Programmers Guild
- Company type: Professional organization
- Successor: United Information Workers (UIW)
- Website: https://www.unitedinformationworkers.com/

= Programmers Guild =

Programmers Guild is an attorney-founded group intended to protect legal hi-tech immigrants to the United States and help them in obtaining Green cards. The New York Times called them a trade group and, in 2016, a "tech worker organization." It also serves as a job search clearing house.

It has been relaunched under the umbrella organization United Information Workers
Organization to benefit (some) computer programmers

The Guild has been described as "a nonprofit group with a volunteer staff." It was founded in 1998, and won in a case it filed 2006 with the US Department of Justice.

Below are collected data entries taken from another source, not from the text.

PR #3015, opened 2025-05-08
Fix order of operations issue in sdk when adding tips

texuf:
?? wasn't ??ing, adds were taking presidence

### DIFF
--- a/packages/sdk/src/streamStateView_User.ts
+++ b/packages/sdk/src/streamStateView_User.ts
@@ -108,8 +108,8 @@ export class StreamStateView_User extends StreamStateView_AbstractContent {
                             return
                         }
                         const currency = utils.getAddress(bin_toHexString(event.currency))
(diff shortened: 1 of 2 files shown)


packages/sdk/src/streamStateView_User.ts
```diff
@@ -108,8 +108,8 @@ export class StreamStateView_User extends StreamStateView_AbstractContent {
                             return
                         }
                         const currency = utils.getAddress(bin_toHexString(event.currency))
-                        this.tipsSent[currency] = this.tipsSent[currency] ?? 0n + event.amount
-                        this.tipsSentCount[currency] = this.tipsSentCount[currency] ?? 0n + 1n
```
miguel-nascimento, line 112: that wasn't causing a lint issue??

texuf: nupe.

PR #3021, opened 2025-05-09
Check client availability in remote syncer

rhbntt:
A remote node might be down so the remote syncer creation process is going to be timed out in this case. As a result, the entire modify sync request is going to fail. 

This PR adds a logic to make sure the remote node is available by sending the info request with a short timeout. Fixed a couple of bugs in the remote syncer, namely keep alive mechanism and node unavailability handling.

### DIFF
--- a/core/node/rpc/sync/client/syncer_set.go
+++ b/core/node/rpc/sync/client/syncer_set.go
@@ -4,11 +4,10 @@ import (
 	"context"
 	"slices"
 	"sync"
-	"sync/atomic"
 	"time"
 
 	"github.com/ethereum/go-ethereum/common"
-	"github.com/puzpuzpuz/xsync/v4"
+	"github.com/linkdata/deadlock"
 	"go.opentelemetry.io/otel/attribute"
 	"go.opentelemetry.io/otel/trace"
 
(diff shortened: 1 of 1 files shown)


texuf (commented):
does this actually change functionality or just refactor the error handling?

core/node/rpc/sync/client/remote.go
```diff
@@ -54,9 +54,25 @@ func newRemoteSyncer(
...
 
-	if !responseStream.Receive() {
+	// Create a timer for the first Receive
+	timer := time.NewTimer(5 * time.Second)
+	defer timer.Stop()
+
+	firstMsgChan := make(chan bool, 1)
+	go func() {
+		firstMsgChan <- responseStream.Receive()
+	}()
```
bas-vk, line 64: close firstMsgChan

core/node/rpc/sync/client/remote.go
```diff
@@ -54,9 +54,25 @@ func newRemoteSyncer(
 		return nil, err
 	}
 
-	if !responseStream.Receive() {
+	// Create a timer for the first Receive
+	timer := time.NewTimer(5 * time.Second)
```
bas-vk, line 58: Do you have some metrics that indicates that 5s is a reasonable time for this?

PR #3029, opened 2025-05-09
chore: update ethereum-cryptography to 3.2

miguel-nascimento:
This PR ugprade ehtereum-cryptography from 1.2 to 3.2.

Mostly, the changes needed is reported here: https://github.com/ethereum/js-ethereum-cryptography#from-v1-to-v2
Also, check https://github.com/paulmillr/noble-curves#upgrading

This is needed so we can continue moving towards the ESM future


packages/sdk/src/sign.ts
```diff
@@ -475,9 +475,12 @@ export async function riverSign(
...
-    // TODO(HNT-1380): why async sign doesn't work in node? Use async sign in the browser, sync sign in node?
-    const [sig, recovery] = signSync(hash, privateKey, { recovered: true, der: false })
-    return pushByteToUint8Array(sig, recovery)
+    const sig = secp256k1.sign(hash, privateKey)
+    const sigBytes = sig.toCompactRawBytes()
+    if (sig.recovery === undefined) {
+        throw new Error('Signature recovery bit is undefined')
+    }
+    return pushByteToUint8Array(sigBytes, sig.recovery)
 }
```
miguel-nascimento, line 484: There's no need for this function to be `async`. Is it fine if I remove and use it sync everywhere?

miguel-nascimento: also, now all secp256k1 fn are sync
https://github.com/paulmillr/noble-curves#upgrading

sergekh2: if there is no async version anymore we can do it.
it would be advantageous to have these async for app performance, but I guess it's not possible with this specific lib.

sergekh2 (approved):

packages/sdk/src/sign.ts
```diff
@@ -23,8 +23,8 @@ import {
     EventRefSchema,
     SnapshotSchema,
 } from '@towns-protocol/proto'
-import { assertBytes } from 'ethereum-cryptography/utils'
-import { recoverPublicKey, signSync, verify } from 'ethereum-cryptography/secp256k1'
+import { abytes } from '@noble/hashes/utils'
+import { secp256k1 } from 'ethereum-cryptography/secp256k1'
```
sergekh2, line 27: ethereum-cryptography/secp256k1 just forwards to @noble/curves/secp256k1, should we just use @noble/curves/secp256k1 directly? 

https://github.com/ethereum/js-ethereum-cryptography/blob/main/src/secp256k1.ts
```js
export { secp256k1 } from "@noble/curves/secp256k1";
```

miguel-nascimento: yup I think it’s better

packages/sdk/src/sign.ts
miguel-nascimento: even previously, it was fake async. I'll change the function signature to non-asnyc in a future PR.

PR #3059, opened 2025-05-13
fix: channelScrubbing.test.ts

salzbrenner:
### Description

channelScrubbing.test wasn't testing loss entitlement anything because the final waitFor had no assertion

### Changes

- added assertion
- changed the joiner to be a member that was not already joined to the space, which kicked off the scrubber

### Checklist


clemire (approved):
Thank you! That one is a bit subtle.

PR #190, opened 2018-03-02
Support latest homebrew python in travis

jaylett:
homebrew has now completed its switch to have python3 as the default
python; that means that we need to change some package and command
references. Also, it means that python2 isn't linked into the path
when you install via homebrew, so we have to find it explicitly in
its install location by setting PYTHON2 appropriately.


ojwb:
Thanks.  I merged this on Friday, but github didn't notice so closing.

PR #192, opened 2018-03-13
 Handling negative indices when maxlen <= ind.size()

addy007-icy:
Setting output to an empty string to avoid negative index reference. 
Ticket link: https://trac.xapian.org/ticket/754

### DIFF
--- a/xapian-applications/omega/sample.cc
+++ b/xapian-applications/omega/sample.cc
@@ -50,12 +50,12 @@ generate_sample(const string & input, size_t maxlen,
 	if (output.size() >= maxlen) {
 	    // Need to truncate output.
 	    if (last_word_end <= maxlen / 2) {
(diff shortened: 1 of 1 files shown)


samuelharden:
Travis build also fails with:

`$ git diff `[ "$TRAVIS_PULL_REQUEST" = false ] && echo master || echo "$TRAVIS_BRANCH"`...|xapian-maintainer-tools/xapian-check-patch
xapian-applications/omega/sample.cc:53: error: added/changed line has space before tab: +	    	if (maxlen - ind.size() <= 0) {
xapian-applications/omega/sample.cc:54: error: added/changed line has space before tab: +	   		output.resize(0);
error count:	2
`

samuelharden:
If you are solving one of the bugs, it will also be great to reference that in commit message

PR #193, opened 2018-03-13
BugFix: #754 Exception in generate_sample with 0 as sample size

addy007-icy:
Handling the case when maxlen <= ind.size() by returning an empty string to avoid referencing negative indices.


ojwb:
Closing this - please keep this in PR#191.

The Programmers Guild was an active participant in various legislative hearings, and companies such as Intel, Microsoft and Oracle supported them. Their use of the term guild was part of a CNN headline: "IT guild: A once and future union?" and the article evaluated the term union, noting that computer professionals are already members of large long standing organizations such as Communications Workers of America and International Federation for Professional and Technical Engineers.

==Membership==
Dice.com, a career website, wrote in 2013 that most of the Guild's members are over age 40, and that "predominately" those involved in H-1B situations are entry level.

==Kinship==
Other organizations that have been compared to the Guild include WashTech and Bright Future Jobs.

==Book==
Michelle Malkin's Sold Out (book), co-authored with the Guild's founder, uses the term crapweasel in the plural on the cover. The New York Times did not do a book review on this Malkin book.